Nice poster! It's obvious some thought was put into it and not just "left guy vs. right guy".


----------



## BAMMA UK Guy (Jun 26, 2013)

Killz said:


> Is that the Pripyat fair ground?


No idea. I just gave the creative director what I wanted for the poster and he came up with it.


----------



## BAMMA UK Guy (Jun 26, 2013)

Well, it's time to announce the first official fight and Freakshow's opponent. It's Michael Brightmon who was scheduled to face Mansour Barnaoui before his injury before B16. 

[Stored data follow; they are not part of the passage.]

PR #7673, opened 2018-03-21
Enable user_guide examples in image diff tests

### LINKED ISSUE #2644: Enable image diff testing for User's Guide source example
ref: #2625 

Would be good to activate image diff testing for all the source examples for the user's guide, and potentially enable overall test pass/failure for this subset as well.

mattpap:
fixes #2644


bryevdv:
What is the rationale for removing `output_file`, etc? My intent with any code that is displayed along side live plots is that it be generally cut and pastable and runnable as is.

mattpap:
Most `output_file` instances had file name not matching *.py file, very often duplicated. This wouldn't work with image diff. The fastest approach was to remove it, though I left a few cases, where it made sense (e.g. using custom title). This can be resolved differently if needed.

mattpap:
However, personally I view `output_file()` more as an annoyance than a feature. I won't count how many times I've been looking for a wrong HTML file, because someone misspelled file name in `output_file()`.

mattpap:
This only adds 5 minutes to overall run time of image diff tests (though that's additional 140 examples) and already found one broken example.

bryevdv:
I definitely am in favor of generating output for all these examples, but I am still -1 on removing output file, and also -1 for importing `show` from `bokeh.plotting`. I have been trying to be fastidious about importing from the "correct" location and not relying on transitive imports for a long time now (at yoru urging, IIRC)

mattpap:
I can restore `output_file` and fill in file names. Just it isn't going to look any pretty with those overly long names, though this can be improved at later time.

mattpap:
> importing show from bokeh.plotting

As far I can tell I didn't add new instances, though I may be off by a positive number.

bryevdv:
Can't we just monkeypatch `output_file` to be a no-op when we run these? Then they will always work for testing regardless of the filename.

mattpap:
This is an idea worth exploring. After all, we already configure examples quite a bit to get them running.

PR #7680, opened 2018-03-23
Propagate settings from Bokeh Server to TornadoApplication

### LINKED ISSUE #6562: Propagate settings to tornado application from bokeh server
`examples/howto/server_embed/tornado_embed.py` suggests using bokeh server for serving web requests for other requests that don't involve bokeh. The upside is that you have to allocate only one port and specifying `allow_websocket_origin` is unneeded. The downside is that it's impossible to alter default tornado app settings.
E.g. I need to use `static_url` in my tornado template, and that requires `static_path` setting.

There's `tornado_server_kwargs` kwargs in `bokeh.server.server.Server.__init__`.
Does adding `tornado_application_settings` to the server kwargs and passing it through `bokeh.server.tornado.BokehTornado` make sense?

p-himik:
Fixes #6562

### DIFF
--- a/bokeh/server/tornado.py
+++ b/bokeh/server/tornado.py
@@ -124,6 +124,7 @@ class BokehTornado(TornadoApplication):
             If there are multiple Bokeh applications configured, this option
             has no effect.
 
+    Any additional keyword arguments are passed to ``tornado.web.Application``.
     '''
 
     def __init__(self,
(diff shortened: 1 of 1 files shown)


bryevdv:
@p-himik This looks good can you just add a note to the docstring that any additional keyword params are passed on to `TornadoApplication`

bryevdv:
Thanks @p-himik !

http://bamma.com/news/2014/10/08/freakshow-vs-michael-brightmon-set-for-bamma-17


----------



## BAMMA UK Guy (Jun 26, 2013)

Next up we have the debut of Walter "The Sniper" Gahadza vs. France's Mickael Lebout

http://www.bamma.com/news/2014/10/13/the-sniper-sets-his-first-target-at-bamma-17


----------



## BAMMA UK Guy (Jun 26, 2013)

More fights announced
Michael "Gip" Cutting Vs. Mike Grundy (Featherweight)
Sam "The Hobbit" Creasey Vs. Mick Gerrard (Flyweight)










In a match that was scheduled for BAMMA 16 but didn't take place due to injury
Andy Craven Vs. Greg Severs (Featherweight)


----------



## BAMMA UK Guy (Jun 26, 2013)

Two more for you. First up quite possibly the sleeper hit of B17 that is the 2 undefeated next generation Lightweight prospects.










http://www.bamma.com/news/2014/10/20/diakiese-vs-mousah-added-to-the-bamma-17-lineup

Then former Bellator and UK Lightweight ranked standout Martin '50 Cal.' Stapleton has signed with BAMMA and faces Jeremy "Ninja" Petley in what is my pick for FOTN at BAMMA 17










http://www.bamma.com/news/2014/10/20/martin-stapleton-signs-with-bamma-and-faces-jeremy-petley


----------



## BAMMA UK Guy (Jun 26, 2013)

More matchups and signings for you. First up Jack McGann (Son of Wolfslair founder and co-owner Anthony McGann) has signed on the dotted line with us and faces Kayvan Fallah










http://www.bamma.com/news/2014/10/21/mcgann-signs-with-bamma-faces-fallah-at-bamma-17

Then in a middleweight clash Lee "The Butcher" Chadwick returns for the first time since his loss to Ion Pascu and faces Conor "Da Crook" Cooke










http://www.bamma.com/news/2014/10/21/the-butcher-vs-da-crook-middleweight-bout-booked-at-bamma-17


----------



## BAMMA UK Guy (Jun 26, 2013)

Two more Featherweight bouts added









Zi Shah Vs. Brendan Loughnane

And
Paul Douglas (Pro Debut) Vs. Khaled Radman


----------



## BAMMA UK Guy (Jun 26, 2013)

BAMMA Announces the signing of K1 standout and rising star Regis "The First" Sugden who makes his pro debut at BAMMA 17 against Ben "The Handyman" Dearden who will also be making his pro debut at the event in Manchester on 6th December.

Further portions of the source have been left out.